CEO-Enterprise Group, Keli Gadzekpo

The Enterprise Group Plc has recorded a 16 percent decrease in profit after tax (PAT) for year 2021, despite the 37 percent increase in net revenue over the period compared to the GH₵1.16billion inflows in 2020.

This decline in profits was largely influenced by a whopping 72 percent year-on-year increase in claims payments.

This was made known to shareholders of the organisation at the annual general meeting (AGM) to review the Group’s performance for the year ended 31 December 2021.

Chairman, Enterprise Group Plc, Trevor Trefgarne, in his remarks indicated that the increase in benefits and claims payments was occasioned largely by high surrenders and early encashment from life operations.

“Our underlying net profit after tax was GH₵122.85million – a decrease of 16 percent on the previous year, reflecting the high claims payments made during the year. In addition to this was the additional reserve required in response to the improved investment income to cater for future customer benefit payments,” he said.

Nonetheless, the group recorded strong growth in most of its portfolios: with key drivers of its net income being a 28.8 percent growth in insurance premium revenue; a 53 percent growth in funeral services fees; and a 29 percent growth in pension fees. Additionally, investment income increased by 83 percent and rental income went up by 134 percent.

In respect of that, the group declared a 20 percent increase in shares over the 2020 dividend per share paid. “The Board is pleased to recommend a first and final dividend of GH₵0.0744 per share for 2021 – an increase of 20 percent over the 2020 dividend,” the chairman stated.
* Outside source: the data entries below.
PR #588, opened 2023-03-29
Acceptance shift zero + docs

swhite2401:
This PR fixes a couple small issues:
-acceptance shift_zero now applied to all coordinates with a larger default and documentation completed: this prevents to build artificial wings on the DA when on one coordinate is non zero
-The documentation of lattice_object.slice_elements is corrected.


lfarv (approved):
Ok for me

Issue #594, opened 2023-04-21
atreduce transforms rbend in sbend


simoneliuzzo:
```
r = {atrbend('Bend',0.1,0.1);
    atrbend('Bend',0.1,0.1);
    };

red = atreduce(r);

atwritem(red)
```

Running this small example above, it is evident that rbend are reduced to sbend. In a real lattice this generates large vertical tunes discrepancy among the intiial and reduced lattice

swhite2401:
I think there needs to be a constraint that is not included in matlab: `ExitAngle_b1=-EntranceAngle_b2` 
Adding this constraint you cannot merge 2 rectangular bends where (ExitAngle_b1=EntranceAngle_b2=theta/2).

lfarv:
Fixed in #604

PR #604, opened 2023-05-23
atreduce: check entrance and exit angles in bends

lfarv:
This fixes a problem reported in #594. A check of entrance and exit angles of adjacent bending magnets is added:
```Matlab
abs(ExitAngle(bend1)+EntranceAngle(bend2)) < 1.e-6
```
This is always true for realistic magnets, otherwise the poles would overlap. However AT also allows non-realistic magnets, where "reducing" gave wrong results.


swhite2401 (approved):

lfarv:
I'd still like to have @simoneliuzzo's advice!

lfarv:
@simoneliuzzo : does this answer your question ?

Issue #592, opened 2023-04-06
AT does not compile with OpenMP=1


swhite2401:
The C code including random number (QuantdiffPass, *QuantPass, etc...) generation does not compile anymore if OpenMP is activate below the error:

![image](https://user-images.githubusercontent.com/10014116/230361424-73b3a718-1c64-4783-b6b0-6e079b948d38.png)

It looks like the random generator has to be added to the shared variables. @lfarv do you confirm?

swhite2401:
In fact adding rng to the shared variables allows to compile correctly, I have test if it runs...

lfarv:
The `rng` variable must indeed be added to the shared variables. I then compiles and runs, but there is another problem: the average energy loss from quantum radiation is ~10% too high with OpenMP.

I'm looking at that.

lfarv:
Update: the test is done looking at the energy loss over one turn of S28F, with 1000 particles and `BndMPoleSymplectic4QuantPass` compared to `BndMPoleSymplectic4RadPass`.

The results are in excellent agreement without OpenMP and differ by ~10% with OpenMP

lfarv:
### Results without OpenMP

![histo1](https://user-images.githubusercontent.com/20038121/230598413-90c49606-a6f3-4f11-bd92-9f816fdd75c6.png)
![curve1](https://user-images.githubusercontent.com/20038121/230598424-0fe5cb5b-8c4b-4738-81cc-32ab33e3d262.png)

Here is the notebook used for the test (remove the .txt extension):
[testquantum.ipynb.txt](https://github.com/atcollab/at/files/11178428/testquantum.ipynb.txt)

lfarv:
### Results with OpenMP:
![histo2](https://user-images.githubusercontent.com/20038121/230599039-bf128c53-a43a-4523-802d-93b81a17e5c4.png)
![curve2](https://user-images.githubusercontent.com/20038121/230599054-8e9505ce-fa1a-476c-b13a-241001594c1e.png)

I do not understand what may happen with the random generator… It would be interesting to do the same test with MPI.

For the time being, it seems necessary to disable OpenMP for the 2 passmethods `BndMPoleSymplectic4QuantPass`, `StrMPoleSymplectic4QuantPass` and `QuantDiffPass`. What do you think ?

swhite2401:
Yes I agree, it has to be disabled. I will check that results are correct with MPI

PR #607, opened 2023-05-25
Fix compilation with OPENMP=1

lfarv:
Fixes a bug reported in #592.
The fix for compiling with OpenMP was easy, but it revealed a [problem with random generators](https://github.com/atcollab/at/issues/592#issuecomment-1500188375).

This PR solves the problem of compilation failure with OPENMP=1, but OpenMP is disabled in the `BndMPoleSymplectic4QuantPass`, `StrMPoleSymplectic4QuantPass` and `QuantDiffPass` passmethods until the random generation of quantum emission is validated with OpenMP.

I keep the issue #592 open because it documents the remaining problem. A dummy passmethod called `TestRandomPass` is temporarily added to the repository: it checks the random generators with and without OpenMP. The direct output of Gaussian distribution looks correct.

### DIFF
--- a/atintegrators/BndMPoleSymplectic4QuantPass.c
+++ b/atintegrators/BndMPoleSymplectic4QuantPass.c
@@ -69,12 +69,15 @@ void BndMPoleSymplectic4QuantPass(double* r, double le, double irho, double* A, 
     double pi = 3.14159265358979;
     double alpha0 = qe * qe / (4 * pi * epsilon0 * hbar * clight);
 
+/*  The behaviour of random generators with OpenMP is doubtful. OpenMP disabled until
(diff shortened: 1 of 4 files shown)


swhite2401:
Ok for for me, any idea on the problem with the RNG?

swhite2401 (approved):

lfarv:
> Ok for for me, any idea on the problem with the RNG?

It looks very strange. The results of TestRandomPass show the mean and std values of the generated numbers are correct and identical with and without OpenMP. The common and thread-specific behaviours are also correct.

A next step will be to check if the problem lies in getting the number of emitted photons, or in computing their energy…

Group Chief Executive Officer-Enterprise Group, Keli Gadzekpo, responding to the impact of this happening in an interview with the media indicated that this did not come as a surprise; because in 2020, during the pandemic’s peak, claims were very low and so this seems to be a reflection of some claims that were more or less not applied for.

“In the 2020 COVID-19 year, there was a dip in our claims and we were wondering what’s going on; and then in 2021 we saw the increase, so our interpretation is that the pass-through effects of 2020 have come to pass in 2021 so there is no cause for alarm,” he said.

The Enterprise Group’s total assets increased from GH₵1.7billion to GH₵2.1billion during the year; a 23.9 percent increase driven by growth in investment securities.

In terms of expanding market reach for the business, the CEO indicated that the group has expanded its footprints in the West Africa sub-region by officially penetrating the Nigeria market.

“Our Nigeria business started operation in March 2021, with a clear strategy focusing initially on the retail market of life insurance,” he said.

With the new Insurance Act of 2021 (Act 1061) coming into effect in the year under review, and the regulator – the National Insurance Commission – demanding recapitalisation to new minimum capital of GH₵50million by December 2021, the CEO informed shareholders that both the Life and Non-life Insurance companies of the group met the minimum capital requirement before the deadline.